▸ **PROBLEM**
Write out every record again, exactly.

▸ **RECORDS FOR THE TASK**
PR #7092, opened 2019-03-31
feat(android): implement a 'activityNewIntent' event

### LINKED ISSUE #2747: [FEATURE] onNewIntent event listener
_From @roblav96 on September 17, 2016 1:59_

I'm not too sure how hard it would be to implement, but having a `onNewIntent` event would be awesome.

I'm trying to make a custom url plugin but in order for it to work properly I need to set `android:launchMode="singleTask"` on the `com.tns.NativeScriptActivity` in `AndroidManifest.xml` because if I don't, then the intent launches a whole new instance of my app on top of the already existing one.

I tried this with every android event available:

``` typescript
application.android.on(application.AndroidApplication.activityResumedEvent, function(args: application.AndroidActivityEventData) {
    global.tnsconsole.info('application.AndroidApplication.activityResumedEvent >')
    let intent: android.content.Intent = args.activity.getIntent()
    global.tnsconsole.log('intent.getData()', intent.getData())
    global.tnsconsole.log('intent.getDataString()', intent.getDataString())
    global.tnsconsole.log('intent.getScheme()', intent.getScheme())
    global.tnsconsole.log('intent.getExtras()', intent.getExtras())
})
```

and they all come up empty.

According to [EddyVerbruggen/Custom-URL-scheme](https://github.com/EddyVerbruggen/Custom-URL-scheme/blob/master/src/android/nl/xservices/plugins/LaunchMyApp.java#L73), he calls `onNewIntent` which is exactely what I'm looking to do. I also tried making my custom activity and overwriting the event, but it doesn't exist in `ui/frame/AndroidActivityCallbacks`.

This addition would be greatly appreciated!

_Copied from original issue: NativeScript/android-runtime#558_

EddyVerbruggen:
This resolves #2747 by implementing a 'new intent' event that gets triggered if the Android activity receives an `onNewIntent` event. Because Android won't invoke this method when an Intent is used to coldstart the app, we also check for an event in `onCreate`.

Notable usecases for having this event are:

- Using Custom URL schemes
- Using Dynamic Links (fi. [through the Firebase plugin](https://github.com/EddyVerbruggen/nativescript-plugin-firebase/issues/692))
- Depending on the plugin/implementation it may help catching the notification data when the app was not running (killed).
- Any other reason an app or plugin has to override the Android activity in order to 'catch' the intents will no longer have to override the activity. For instance, using [nativescript-nfc](https://github.com/EddyVerbruggen/nativescript-nfc/tree/7e811b4aae9033968fed2d513d7e208c0c707eeb#android-setup) will become a lot easier and less error prone.

### DIFF
--- a/tns-core-modules/ui/frame/activity.android.ts
+++ b/tns-core-modules/ui/frame/activity.android.ts
@@ -27,11 +27,27 @@ class NativeScriptActivity extends android.support.v7.app.AppCompatActivity {
         }
 
         this._callbacks.onCreate(this, savedInstanceState, super.onCreate);
+
+        const intent = this.getIntent();
+        if (intent && intent.getAction()) {
+            appModule.android.notify(<appModule.AndroidActivityNewIntentEventData>{
+                eventName: appModule.AndroidApplication.activityNewIntentEvent,
+                object: appModule.android,
+                activity: this,
+                intent
+            });
+        }
     }
 
     public onNewIntent(intent: android.content.Intent): void {
         super.onNewIntent(intent);
         super.setIntent(intent);
+        appModule.android.notify(<appModule.AndroidActivityNewIntentEventData>{
+            eventName: appModule.AndroidApplication.activityNewIntentEvent,
+            object: appModule.android,
+            activity: this,
+            intent
+        });
     }
 
     public onSaveInstanceState(outState: android.os.Bundle): void {
--- a/tns-core-modules/ui/frame/activity.android.ts
+++ b/tns-core-modules/ui/frame/activity.android.ts
@@ -26,28 +26,11 @@ class NativeScriptActivity extends android.support.v7.app.AppCompatActivity {
             setActivityCallbacks(this);
         }
 
-        this._callbacks.onCreate(this, savedInstanceState, super.onCreate);
-
-        const intent = this.getIntent();
-        if (intent && intent.getAction()) {
-            appModule.android.notify(<appModule.AndroidActivityNewIntentEventData>{
-                eventName: appModule.AndroidApplication.activityNewIntentEvent,
-                object: appModule.android,
-                activity: this,
-                intent
-            });
-        }
+        this._callbacks.onCreate(this, savedInstanceState, this.getIntent(), super.onCreate);
     }
 
     public onNewIntent(intent: android.content.Intent): void {
-        super.onNewIntent(intent);
-        super.setIntent(intent);
-        appModule.android.notify(<appModule.AndroidActivityNewIntentEventData>{
-            eventName: appModule.AndroidApplication.activityNewIntentEvent,
-            object: appModule.android,
-            activity: this,
-            intent
-        });
+        this._callbacks.onNewIntent(this, intent, super.setIntent, super.onNewIntent);
     }
 
     public onSaveInstanceState(outState: android.os.Bundle): void {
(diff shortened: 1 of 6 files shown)


tns-core-modules/ui/frame/activity.android.ts
```diff
@@ -27,11 +27,27 @@ class NativeScriptActivity extends android.support.v7.app.AppCompatActivity {
         }
 
         this._callbacks.onCreate(this, savedInstanceState, super.onCreate);
+
+        const intent = this.getIntent();
+        if (intent && intent.getAction()) {
+            appModule.android.notify(<appModule.AndroidActivityNewIntentEventData>{
```
MartoYankov: We fire other such events from the callbacks. I'd suggest moving this code to the `onCreate` callback for consistency and readability. You can add the `intent` as a parameter. All the callbacks are located in `frame.android.ts` under `ActivityCallbacksImplementation`.

tns-core-modules/ui/frame/activity.android.ts
```diff
@@ -27,11 +27,27 @@ class NativeScriptActivity extends android.support.v7.app.AppCompatActivity {
...
+                activity: this,
+                intent
+            });
+        }
     }
 
     public onNewIntent(intent: android.content.Intent): void {
         super.onNewIntent(intent);
         super.setIntent(intent);
+        appModule.android.notify(<appModule.AndroidActivityNewIntentEventData>{
```
MartoYankov: Same as the above, in this case you can create a new callback since we currently don't have one for `onNewIntent`.

MartoYankov:
Btw, what do you think about the `super.setIntent()` call inside the `onNewIntent()` callback? Right now, we call it always and change the app's Intent, but as far as I know, there can be cases where you don't need or want this behavior.

tns-core-modules/ui/frame/activity.android.ts
EddyVerbruggen: Good catch 👍

EddyVerbruggen:
@MartoYankov thanks for the quick review and feedback! I've tried to implement the changes per your suggestions.

Regarding the `setIntent` call, I don't have a strong opinion about that but either way I don't want to add that change to this PR.

MartoYankov:
@EddyVerbruggen I agree. The reason why I was asking, was because now that the developer will have access to this new intent, they have control and might not want to set it as the main intent. I guess, we'll see if this comes up.

tns-core-modules/ui/frame/frame.android.ts
```diff
@@ -944,7 +944,7 @@ class ActivityCallbacksImplementation implements AndroidActivityCallbacks {
     }
 
     @profile
-    public onCreate(activity: android.support.v7.app.AppCompatActivity, savedInstanceState: android.os.Bundle, superFunc: Function): void {
+    public onCreate(activity: android.support.v7.app.AppCompatActivity, savedInstanceState: android.os.Bundle, intent: android.content.Intent, superFunc: Function): void {
```
MartoYankov: I understand the reason for the `superFunc` to be the last parameter, but this now creates a breaking change for apps that use a custom Activity.

We discussed this internally and we think the best way to do this now is to create an overload for `onCreate` in the d.ts and deprecate the one with the 3 parameters. Then in the implementation you would infer the arguments from the number of arguments. We will then remove the deprecated method overload with 6.0. Does this make sense?

See how this is done with the `showModal` method for reference - https://github.com/NativeScript/NativeScript/blob/master/tns-core-modules/ui/core/view-base/view-base.d.ts#L206

EddyVerbruggen: Solid point. I've done my best to implement that with my latest commit.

▸ **ANSWER TO THIS TASK**
PR #7092, opened 2019-03-31
feat(android): implement a 'activityNewIntent' event

### LINKED ISSUE #2747: [FEATURE] onNewIntent event listener
_From @roblav96 on September 17, 2016 1:59_

I'm not too sure how hard it would be to implement, but having a `onNewIntent` event would be awesome.

I'm trying to make a custom url plugin but in order for it to work properly I need to set `android:launchMode="singleTask"` on the `com.tns.NativeScriptActivity` in `AndroidManifest.xml` because if I don't, then the intent launches a whole new instance of my app on top of the already existing one.

I tried this with every android event available:

``` typescript
application.android.on(application.AndroidApplication.activityResumedEvent, function(args: application.AndroidActivityEventData) {
    global.tnsconsole.info('application.AndroidApplication.activityResumedEvent >')
    let intent: android.content.Intent = args.activity.getIntent()
    global.tnsconsole.log('intent.getData()', intent.getData())
    global.tnsconsole.log('intent.getDataString()', intent.getDataString())
    global.tnsconsole.log('intent.getScheme()', intent.getScheme())
    global.tnsconsole.log('intent.getExtras()', intent.getExtras())
})
```

and they all come up empty.

According to [EddyVerbruggen/Custom-URL-scheme](https://github.com/EddyVerbruggen/Custom-URL-scheme/blob/master/src/android/nl/xservices/plugins/LaunchMyApp.java#L73), he calls `onNewIntent` which is exactely what I'm looking to do. I also tried making my custom activity and overwriting the event, but it doesn't exist in `ui/frame/AndroidActivityCallbacks`.

This addition would be greatly appreciated!

_Copied from original issue: NativeScript/android-runtime#558_

EddyVerbruggen:
This resolves #2747 by implementing a 'new intent' event that gets triggered if the Android activity receives an `onNewIntent` event. Because Android won't invoke this method when an Intent is used to coldstart the app, we also check for an event in `onCreate`.

Notable usecases for having this event are:

- Using Custom URL schemes
- Using Dynamic Links (fi. [through the Firebase plugin](https://github.com/EddyVerbruggen/nativescript-plugin-firebase/issues/692))
- Depending on the plugin/implementation it may help catching the notification data when the app was not running (killed).
- Any other reason an app or plugin has to override the Android activity in order to 'catch' the intents will no longer have to override the activity. For instance, using [nativescript-nfc](https://github.com/EddyVerbruggen/nativescript-nfc/tree/7e811b4aae9033968fed2d513d7e208c0c707eeb#android-setup) will become a lot easier and less error prone.

### DIFF
--- a/tns-core-modules/ui/frame/activity.android.ts
+++ b/tns-core-modules/ui/frame/activity.android.ts
@@ -27,11 +27,27 @@ class NativeScriptActivity extends android.support.v7.app.AppCompatActivity {
         }
 
         this._callbacks.onCreate(this, savedInstanceState, super.onCreate);
+
+        const intent = this.getIntent();
+        if (intent && intent.getAction()) {
+            appModule.android.notify(<appModule.AndroidActivityNewIntentEventData>{
+                eventName: appModule.AndroidApplication.activityNewIntentEvent,
+                object: appModule.android,
+                activity: this,
+                intent
+            });
+        }
     }
 
     public onNewIntent(intent: android.content.Intent): void {
         super.onNewIntent(intent);
         super.setIntent(intent);
+        appModule.android.notify(<appModule.AndroidActivityNewIntentEventData>{
+            eventName: appModule.AndroidApplication.activityNewIntentEvent,
+            object: appModule.android,
+            activity: this,
+            intent
+        });
     }
 
     public onSaveInstanceState(outState: android.os.Bundle): void {
--- a/tns-core-modules/ui/frame/activity.android.ts
+++ b/tns-core-modules/ui/frame/activity.android.ts
@@ -26,28 +26,11 @@ class NativeScriptActivity extends android.support.v7.app.AppCompatActivity {
             setActivityCallbacks(this);
         }
 
-        this._callbacks.onCreate(this, savedInstanceState, super.onCreate);
-
-        const intent = this.getIntent();
-        if (intent && intent.getAction()) {
-            appModule.android.notify(<appModule.AndroidActivityNewIntentEventData>{
-                eventName: appModule.AndroidApplication.activityNewIntentEvent,
-                object: appModule.android,
-                activity: this,
-                intent
-            });
-        }
+        this._callbacks.onCreate(this, savedInstanceState, this.getIntent(), super.onCreate);
     }
 
     public onNewIntent(intent: android.content.Intent): void {
-        super.onNewIntent(intent);
-        super.setIntent(intent);
-        appModule.android.notify(<appModule.AndroidActivityNewIntentEventData>{
-            eventName: appModule.AndroidApplication.activityNewIntentEvent,
-            object: appModule.android,
-            activity: this,
-            intent
-        });
+        this._callbacks.onNewIntent(this, intent, super.setIntent, super.onNewIntent);
     }
 
     public onSaveInstanceState(outState: android.os.Bundle): void {
(diff shortened: 1 of 6 files shown)


tns-core-modules/ui/frame/activity.android.ts
```diff
@@ -27,11 +27,27 @@ class NativeScriptActivity extends android.support.v7.app.AppCompatActivity {
         }
 
         this._callbacks.onCreate(this, savedInstanceState, super.onCreate);
+
+        const intent = this.getIntent();
+        if (intent && intent.getAction()) {
+            appModule.android.notify(<appModule.AndroidActivityNewIntentEventData>{
```
MartoYankov: We fire other such events from the callbacks. I'd suggest moving this code to the `onCreate` callback for consistency and readability. You can add the `intent` as a parameter. All the callbacks are located in `frame.android.ts` under `ActivityCallbacksImplementation`.

tns-core-modules/ui/frame/activity.android.ts
```diff
@@ -27,11 +27,27 @@ class NativeScriptActivity extends android.support.v7.app.AppCompatActivity {
...
+                activity: this,
+                intent
+            });
+        }
     }
 
     public onNewIntent(intent: android.content.Intent): void {
         super.onNewIntent(intent);
         super.setIntent(intent);
+        appModule.android.notify(<appModule.AndroidActivityNewIntentEventData>{
```
MartoYankov: Same as the above, in this case you can create a new callback since we currently don't have one for `onNewIntent`.

MartoYankov:
Btw, what do you think about the `super.setIntent()` call inside the `onNewIntent()` callback? Right now, we call it always and change the app's Intent, but as far as I know, there can be cases where you don't need or want this behavior.

tns-core-modules/ui/frame/activity.android.ts
EddyVerbruggen: Good catch 👍

EddyVerbruggen:
@MartoYankov thanks for the quick review and feedback! I've tried to implement the changes per your suggestions.

Regarding the `setIntent` call, I don't have a strong opinion about that but either way I don't want to add that change to this PR.

MartoYankov:
@EddyVerbruggen I agree. The reason why I was asking, was because now that the developer will have access to this new intent, they have control and might not want to set it as the main intent. I guess, we'll see if this comes up.

tns-core-modules/ui/frame/frame.android.ts
```diff
@@ -944,7 +944,7 @@ class ActivityCallbacksImplementation implements AndroidActivityCallbacks {
     }
 
     @profile
-    public onCreate(activity: android.support.v7.app.AppCompatActivity, savedInstanceState: android.os.Bundle, superFunc: Function): void {
+    public onCreate(activity: android.support.v7.app.AppCompatActivity, savedInstanceState: android.os.Bundle, intent: android.content.Intent, superFunc: Function): void {
```
MartoYankov: I understand the reason for the `superFunc` to be the last parameter, but this now creates a breaking change for apps that use a custom Activity.

We discussed this internally and we think the best way to do this now is to create an overload for `onCreate` in the d.ts and deprecate the one with the 3 parameters. Then in the implementation you would infer the arguments from the number of arguments. We will then remove the deprecated method overload with 6.0. Does this make sense?

See how this is done with the `showModal` method for reference - https://github.com/NativeScript/NativeScript/blob/master/tns-core-modules/ui/core/view-base/view-base.d.ts#L206

EddyVerbruggen: Solid point. I've done my best to implement that with my latest commit.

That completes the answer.